Victim Services is receiving a helping hand from High Prairie town council.

Council agreed at its Feb. 23 meeting to write a letter to the Alberta Police Based Victim Services Association in support of its efforts to fund the Financial Benefits Program, which provides money for Victim Services around the province to operate.

Victim Services helps victims of crime throughout the entire legal process from when they are first a victim including court appearances.

In presenting the report, CAO Rod Risling said the government is considering using the money collected through the victim fine surcharge program for other purposes.

Brian Turpin, of Peace River, is president of the APBSA, and says the government is now using the money for police funding, to hire 50 new Crown prosecutors, and fund drug treatment courts.

The victim fine surcharge program was first set up to fund victim services programs, not other endeavours.

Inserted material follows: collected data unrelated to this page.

PR #10, opened 2017-01-09
Introduce a new feature for job output parameters

dankwart-de:
This commit changes the behaviour of the boolean "check" for job output file
checks. Instead of a simple boolean, we now will have a more
sophisticated conditional class. This can either be a pure boolean OR a
conditional.

Syntax is check="conditional:VARNAME"
or
check="true|false"

Errors in the definition will all fall back to true!

### DIFF
--- a/RoddyCore/src/de/dkfz/roddy/config/ToolEntry.java
+++ b/RoddyCore/src/de/dkfz/roddy/config/ToolEntry.java
@@ -11,7 +11,9 @@ import de.dkfz.roddy.knowledge.files.BaseFile;
 import de.dkfz.roddy.knowledge.files.FileGroup;
 import de.dkfz.roddy.tools.BufferValue;
 import de.dkfz.roddy.tools.RoddyConversionHelperMethods;
+import de.dkfz.roddy.tools.RoddyIOHelperMethods;
 import de.dkfz.roddy.tools.TimeUnit;
+import examples.Exec;
 
 import java.io.File;
 import java.lang.reflect.Method;
@@ -217,6 +219,39 @@ public class ToolEntry implements RecursiveOverridableMapContainer.Identifiable 
         }
     }
 
+    public static class ToolFileParameterCondition {
+
+        private String condition;
+
+        private Boolean pureBoolean;
+
+        public ToolFileParameterCondition(boolean pureBoolean) {
+            this.pureBoolean = Boolean.valueOf(pureBoolean);
+        }
+
+        public ToolFileParameterCondition(String condition) {
+            if(condition.startsWith("conditional:"))
+                this.condition = condition.substring(12);
+            else {
+                this.pureBoolean = RoddyConversionHelperMethods.toBoolean(condition, true);
+            }
+        }
+
+        public boolean isPureBoolean() {
+            return pureBoolean != null;
+        }
+
+        public String getCondition() {
+            return condition;
+        }
+
+        public boolean evaluate(ExecutionContext context) {
+            if (pureBoolean != null)
+                return pureBoolean;
+            return context.getConfiguration().getConfigurationValues().getBoolean(condition, true);
+        }
+    }
+
     /**
      * Parameters for generic tools (tools which are not programmatically set!).
      * Parameters can be for in and for output.
@@ -227,15 +262,15 @@ public class ToolEntry implements RecursiveOverridableMapContainer.Identifiable 
         public final List<ToolConstraint> constraints;
         public final String scriptParameterName;
         public final String filenamePatternSelectionTag;
-        public final boolean checkFile;
+        public final ToolFileParameterCondition checkFile;
         public final String parentVariable;
         private List<ToolFileParameter> childFiles;
 
-        public ToolFileParameter(Class<BaseFile> fileClass, List<ToolConstraint> constraints, String scriptParameterName, boolean checkFile) {
+        public ToolFileParameter(Class<BaseFile> fileClass, List<ToolConstraint> constraints, String scriptParameterName, ToolFileParameterCondition checkFile) {
             this(fileClass, constraints, scriptParameterName, checkFile, FilenamePattern.DEFAULT_SELECTION_TAG, null, null);
         }
 
-        public ToolFileParameter(Class<BaseFile> fileClass, List<ToolConstraint> constraints, String scriptParameterName, boolean checkFile, String filenamePatternSelectionTag, List<ToolFileParameter> childFiles, String parentVariable) {
+        public ToolFileParameter(Class<BaseFile> fileClass, List<ToolConstraint> constraints, String scriptParameterName, ToolFileParameterCondition checkFile, String filenamePatternSelectionTag, List<ToolFileParameter> childFiles, String parentVariable) {
             super(scriptParameterName);
             this.fileClass = fileClass;
             this.constraints = constraints != null ? constraints : new LinkedList<>();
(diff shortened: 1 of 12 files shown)


RoddyCore/src/de/dkfz/roddy/config/ToolEntry.java
```diff
@@ -217,6 +219,39 @@ public ToolStringParameter clone() {
...
+        private String condition;
+
+        private Boolean pureBoolean;
+
+        public ToolFileParameterCondition(boolean pureBoolean) {
+            this.pureBoolean = Boolean.valueOf(pureBoolean);
+        }
+
+        public ToolFileParameterCondition(String condition) {
+            if(condition.startsWith("conditional:"))
```
vinjana: This is not the established type syntax, which is rather value:type or even name:value:type for the --cvalues CLI parameter. If at all, maybe better make the Boolean Type a subclass with fixed set of values ("true", "false").

RoddyCore/src/de/dkfz/roddy/config/ToolEntry.java
```diff
@@ -217,6 +219,39 @@ public ToolStringParameter clone() {
...
+                this.condition = condition.substring(12);
+            else {
+                this.pureBoolean = RoddyConversionHelperMethods.toBoolean(condition, true);
+            }
+        }
+
+        public boolean isPureBoolean() {
```
vinjana: Why not just isBoolean? In what sense is this "pure"?

RoddyCore/src/de/dkfz/roddy/config/ToolEntry.java
```diff
@@ -217,6 +219,39 @@ public ToolStringParameter clone() {
         }
     }
 
+    public static class ToolFileParameterCondition {
```
vinjana: Is this really a "condition"? Isn't this rather a "factor" (R-speak) upon which to condition?

RoddyCore/src/de/dkfz/roddy/config/ToolEntry.java
```diff
@@ -227,15 +262,15 @@ public ToolStringParameter clone() {
...
         public final String parentVariable;
         private List<ToolFileParameter> childFiles;
 
-        public ToolFileParameter(Class<BaseFile> fileClass, List<ToolConstraint> constraints, String scriptParameterName, boolean checkFile) {
+        public ToolFileParameter(Class<BaseFile> fileClass, List<ToolConstraint> constraints, String scriptParameterName, ToolFileParameterCondition checkFile) {
             this(fileClass, constraints, scriptParameterName, checkFile, FilenamePattern.DEFAULT_SELECTION_TAG, null, null);
         }
 
-        public ToolFileParameter(Class<BaseFile> fileClass, List<ToolConstraint> constraints, String scriptParameterName, boolean checkFile, String filenamePatternSelectionTag, List<ToolFileParameter> childFiles, String parentVariable) {
+        public ToolFileParameter(Class<BaseFile> fileClass, List<ToolConstraint> constraints, String scriptParameterName, ToolFileParameterCondition checkFile, String filenamePatternSelectionTag, List<ToolFileParameter> childFiles, String parentVariable) {
```
vinjana: There is no checks, that checkFile is indeed a "boolean" instance of ToolFileParameterCondition.

RoddyCore/src/de/dkfz/roddy/config/ToolEntry.java
```diff
@@ -217,6 +219,39 @@ public ToolStringParameter clone() {
...
+
+        public ToolFileParameterCondition(boolean pureBoolean) {
+            this.pureBoolean = Boolean.valueOf(pureBoolean);
+        }
+
+        public ToolFileParameterCondition(String condition) {
+            if(condition.startsWith("conditional:"))
+                this.condition = condition.substring(12);
+            else {
+                this.pureBoolean = RoddyConversionHelperMethods.toBoolean(condition, true);
```
vinjana: I think, the default "true" is not backwards compatible. Usually, empty values with Boolean were either false, or the default value obtained with toBoolean, which depended on the call site. With this, all unspecified values will be true. What we had as "Boolean" before was actually a tri-state: true, false, $defaultValue

RoddyCore/src/de/dkfz/roddy/config/ToolEntry.java
dankwart-de: Groovy makes "everything" to a boolean. I had this somewhere in the back of my mind when I named it. pure means, this really is a boolean and nothing else.

RoddyCore/src/de/dkfz/roddy/config/ToolEntry.java
dankwart-de: Actually this will not be used at all. But: The default value for check IS true. So I think in this case it is ok. When the value comes in via a configuration value, the normal checks are done upon config read-in.

RoddyCore/src/de/dkfz/roddy/config/ToolEntry.java
dankwart-de: This is something different, you cannot pass it via cli! And it does not set a type. It just names the variable, which is used to define value of check.

<output ... check="condition:variablename" />

RoddyCore/src/de/dkfz/roddy/config/ToolEntry.java
dankwart-de: Maybe the name is wrong.  It is the condition for check. If you do not want to set true/false, you can set a conditional variable instead.

RoddyCore/src/de/dkfz/roddy/config/ToolEntry.java
dankwart-de: It does not necessarily need to be pure boolean. It can also hold a condition and will default to check when something fails.

RoddyCore/src/de/dkfz/roddy/config/ToolEntry.java
vinjana: Maybe better "variable"? To me at least that sounds more intuitive.

RoddyCore/src/de/dkfz/roddy/config/ToolEntry.java
vinjana: o.k.

RoddyCore/src/de/dkfz/roddy/config/ToolEntry.java
vinjana: o.k.

RoddyCore/src/de/dkfz/roddy/config/ToolEntry.java
vinjana: Alas, leave it if you wish.

RoddyCore/src/de/dkfz/roddy/config/ToolEntry.java
vinjana: o.k.

RoddyCore/src/de/dkfz/roddy/config/ToolEntry.java
dankwart-de: Done

RoddyCore/src/de/dkfz/roddy/config/ToolEntry.java
dankwart-de: Done

RoddyCore/src/de/dkfz/roddy/config/ToolEntry.java
dankwart-de: Done

RoddyCore/src/de/dkfz/roddy/config/ToolEntry.java
dankwart-de: Renamed, done.

RoddyCore/src/de/dkfz/roddy/config/ToolEntry.java
dankwart-de: Done.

However, the cash-strapped Alberta government has found a new source of revenue for their programs. The government’s own website says legislation was recently amended to “expand the scope of the Victims of Crime Fund to include public safety initiatives to deter crime and reduce victimization, such as Alberta Law Enforcement Response Teams, the Rural Alberta Provincial Integrated Defence Force, drug treatment courts, and the hiring of more Crown prosecutors.

And to make matters worse, funding to victim services organizations around the province are being cut.

Mayor Brian Panasiuk said during debate they are all good causes.

“Victim services is also a very good cause,” he added.

However, he recognized the problem of funding all the programs.

“Where do you find money for these projects? [They] shouldn’t leave victim services so short.

“No one likes to hear their budget is cut,” he added.

Turpin provided one example where a $12,000 grant was cut to $1,000.

“We are seeing funding cuts for the victim service unit programs across the province over the past few months,” Turpin wrote in a Feb. 3 letter to Alberta Minister of Justice and Solicitor General Kayce Madu.

There are 74 victim services programs in Alberta.

The victim fine surcharge program raises about $45 million each year.